I replaced h11 with h9 in my 2018 pilot, thou it was a headlight, not a fog light. you'll need to modify it to fit, it makes about 50% more light, it is 65W vs 55w stock, you'll need to file off some tabs. However i'd worry about extra heat, since fog lights are usually small, it may cause some damage, or it may not. normally it is not an issue in headlights, but they usually have larger volume, and reflector/lens is not as close to the bulb. keep an eye on it at first, i'd replace one, then run them for some time and compare, see if h9 is noticeably hotter than stock.
Another thing, fog lights have limited amount of light by design, brighter bulb may mess the beam and make them useless in actual fog. H9 will illuminate the road brighter, but lights will also reflect off moisture in the air, and defeat the purpose of fogs


----------



## Duodec (Nov 30, 2022)

@alpg88 yeah thanks but not going to do any mods. If there's a good LED variant I will always consider that but not going to hack it.

@RHS-113 thanks, had not thought of Daniel Stern or of going with yellow as an option. Worth considering.


----------



## alpg88 (Nov 30, 2022)

h9 is a halogen bulb


----------



## John_Galt (Dec 1, 2022)

H9 would be a bad idea if the lamp has no glare cap. Arguably a bad choice even if it does. The extra output isnt necessarily useful in a fog lamp, if using it as a fog lamp is intended, e.g. only in poor weather.

Not sure what Dan Stern would recommend as "best," for this exact application, but I'd generally recommend (in descending order) Tungsram Platinum h11> Tungsram Xenon+120 >Tungsram megalight +130. These will all have varying degrees of blue color filtration on the bulb envelope.
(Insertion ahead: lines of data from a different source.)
PR #3485, opened 2023-10-23
[VL] Refine cmake flags to decrease normal build time

Yohahaha:
Move duckdb and test_util targets under BUILD_TESTS flag to decrease build time, and modify related build scripts.
`normal` means without benchmark/test.


Yohahaha:
@rui-mo @PHILO-HE could you help review this patch? thanks!

dev/builddeps-veloxbe.sh
```diff
@@ -103,7 +103,7 @@ if [ "$SKIP_BUILD_EP" != "ON" ]; then
     cd $GLUTEN_DIR/ep/build-velox/src
     ./get_velox.sh --enable_hdfs=$ENABLE_HDFS --build_protobuf=$BUILD_PROTOBUF --enable_s3=$ENABLE_S3
     ./build_velox.sh --enable_s3=$ENABLE_S3 --build_type=$BUILD_TYPE --enable_hdfs=$ENABLE_HDFS \
-                   --enable_ep_cache=$ENABLE_EP_CACHE --build_benchmarks=$BUILD_BENCHMARKS
+                   --enable_ep_cache=$ENABLE_EP_CACHE --build_tests=$BUILD_TESTS
```
rui-mo, line 106: Why do we remove `build_benchmarks` option here?

ep/build-velox/src/build_velox.sh
```diff
@@ -50,8 +51,8 @@ for arg in "$@"; do
     ENABLE_EP_CACHE=("${arg#*=}")
     shift # Remove argument name from processing
     ;;
-  --build_benchmarks=*)
-    ENABLE_BENCHMARK=("${arg#*=}")
+  --build_tests=*)
+    ENABLE_TESTS=("${arg#*=}")
```
rui-mo, line 55: Same question.

ep/build-velox/src/build_velox.sh
```diff
@@ -90,9 +91,12 @@ function compile {
     exit 1
   fi
 
-  COMPILE_OPTION="-DVELOX_ENABLE_PARQUET=ON"
-  if [ $ENABLE_BENCHMARK == "OFF" ]; then
-    COMPILE_OPTION="$COMPILE_OPTION -DVELOX_BUILD_TESTING=OFF -DVELOX_BUILD_TEST_UTILS=ON"
+  COMPILE_OPTION="-DVELOX_ENABLE_PARQUET=ON -DVELOX_BUILD_TESTING=OFF -DVELOX_BUILD_TEST_UTILS=OFF -DVELOX_ENABLE_DUCKDB=OFF"
```
rui-mo, line 94: I suppose parquet compilation is not needed for ORC users. Better to keep it as optional.

dev/builddeps-veloxbe.sh
Yohahaha: I find we never use this option, and Gluten seems not need too, `BUILD_TESTS` is enough.

ep/build-velox/src/build_velox.sh
Yohahaha: previous parquet option is enabled by default, I keep it as original.

> I suppose parquet compilation is not needed for ORC users

We should not separate users with file format, more is better.

ep/build-velox/src/build_velox.sh
```diff
@@ -90,9 +91,12 @@ function compile {
...
+  if [ $ENABLE_BENCHMARK == "ON" ]; then
+    COMPILE_OPTION="$COMPILE_OPTION -DVELOX_BUILD_BENCHMARKS=ON"
```
PHILO-HE, line 96: Thanks for your fix!
Considering `--build_benchmarks` option will be removed, do we need to keep this part?

Yohahaha: Thanks for review, I keep both `build_benchmarks` and `build_tests` here.

PHILO-HE:
We just updated velox. Please do a code rebase. Thanks!

Yohahaha:
> We just updated velox. Please do a code rebase. Thanks!

Could you help review again? thanks!

PHILO-HE (approved):
Looks good! Thanks!

Yohahaha:
Thank you!

PR #3495, opened 2023-10-23
Fix a typo in error message of native backend initialization

j7nhai:
fix typo

### DIFF
--- a/gluten-data/src/main/java/io/glutenproject/init/NativeBackendInitializer.java
+++ b/gluten-data/src/main/java/io/glutenproject/init/NativeBackendInitializer.java
@@ -36,7 +36,7 @@ public final class NativeBackendInitializer {
       BackendsApiManager.getSettings().resolveNativeConf(nativeConfMap);
       initialize(JniUtils.toNativeConf(nativeConfMap));
     } catch (Exception e) {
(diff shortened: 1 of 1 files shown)


gluten-data/src/main/java/io/glutenproject/init/NativeBackendInitializer.java
```diff
@@ -36,7 +36,7 @@ public static void initializeBackend(scala.collection.Map<String, String> conf)
       BackendsApiManager.getSettings().resolveNativeConf(nativeConfMap);
       initialize(JniUtils.toNativeConf(nativeConfMap));
     } catch (Exception e) {
-      LOG.error("Error calling InitializerJniWrapper.initialize(...)", e);
+      LOG.error("Error calling NativeBackendInitializer.initialize(...)", e);
```
PHILO-HE, line 39: Thanks for your fix!
Previously, we use `InitializerJniWrapper.initialize` to do the initialization. Now it becomes `initialize(...)`. So it may be better to change the error message to: "Failed to call native backend's initialize method" or something else.

j7nhai: updated

PHILO-HE (approved):
Looks good! Thanks!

As far as color, if Dan Stern has a selective yellow H11, that's probably the best direct route. I've bought various selective yellow bulbs from him in the past and never been disappointed. However if you dont mind tinting the lens, duplicolor metalcast anodize yellow (3-5coats ime) will get your beautiful selective yellow color, and holds up very well even over a glass lens. Kapton tape is another option, and lets you test for yourself in a non-permanent way selective yellow color, but has way less filtration loss than the vinyl lens covers/filters you might find online. I have a 4" wide roll, but its also available in big sheets, like 12"x12".


----------